Accordingly, to deliver the same amount of oxygen to the muscles a larger total
blood output from the heart is needed each minute, which means an increase in heart
rate. There is probably no one reading this who has not noticed a significant
increase in heart rate when trying to row for any appreciable length of time at
a given pace in the hot weather. It can be particularly challenging in
countries where the ambient temperature can increase rapidly and without
warning for a few days at a time, removing much opportunity for acclimatisation
(the UK being a good example).
So having established the problem and
why it is there, how are you going to approach your 60 minute row at 75%VO2max
this evening (an intensity which some might describe as UT1). 75%VO2max might
equate to HR155 for a particular athlete, so you might expect to row the
majority of the hour in the range HR145-155. Things start fine, but after 15
minutes you have already reached the cap, and after 25 minutes you are at
HR165.... do you hold your "normal pace" or should you have been
slowing down to stay in the band. It is an often debated point but the reality
is that there is no right or wrong answer. It is only when one considers how
your body responds to training that one can clearly (hopefully) see why that is
so.
Many of the adaptations which occur
from distance training do so locally, i.e. in the specific muscles and muscle
cells that are involved in the exercise activity in question. Indeed it is for
the purposes of bringing about those adaptations that people row long
relatively low intensity sessions in the first place. As a general rule, the
greater the oxygen throughput, the greater the stimulus to adapt per minute of
training. The problem is that this puts a strain on your nervous system which
can only handle a certain amount of load (which is where heart rate variability
(HRV) comes in handy to monitor it). If you like, running your total muscle
mass at 75%VO2max comes at a cost to your body as a whole. Providing the total
training load is controlled, it is not a problem and your body will handle that
cost.
When you are training in the heat and
your heart is having to beat 175 times a minute rather than 155 times a minute
to maintain the same oxygen throughput, even though your muscles are getting
the same workout the cost is very much higher.
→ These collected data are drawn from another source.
PR #4202, opened 2025-04-28
EMSUSD-2232 - Disables cache rebuild due to layer editor

AramAzhari-adsk:
This is an improvement on https://github.com/Autodesk/maya-usd/pull/4190 .
There are many cases where the proxy shape is null and will still be null even after a cache rebuild. This causes slowdowns.

To address the layer editor issue in particular, we are aware that the layer editor should not force a stage cache rebuild because by the time the layer editor is trying to respond to selection changes the proxy node list has already been updated.

This change isolates the cache disable to only layer editor and will assume all the other cases still need a cache rebuild. 

If other performance issues are noticed elsewhere, they can be investigated individually.


seando-adsk (approved):
Okay this is better. Only disable rebuild from the LE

So you have a choice. If you are
training in a manner where you are very conscious of the total training load
and are sitting quite close to the line (a place where Q-Power athletes
generally live), then you are going to have to control the "cost" of
the session and work to heart rate. Yes, it means you muscles are only going to
get a 65%VO2max workout rather than the 75% you were looking for... which is
why it is a very good idea to train in nice cool conditions (unless you are
preparing to compete in a hot climate which case acclimatisation obviously
becomes important).
On the other hand, if your training is
more limited by the amount of time you have available and your body is coping
with the training load easily, the chances are that an increase in the cost of
training will not be the end of the world... although when that hot weather
first arrives it might feel like it for a few days. However be sensible and
take the strain off as much as you can - plenty of water, some electrolytes to
help absorb that water, and a fan or two to minimise the damage.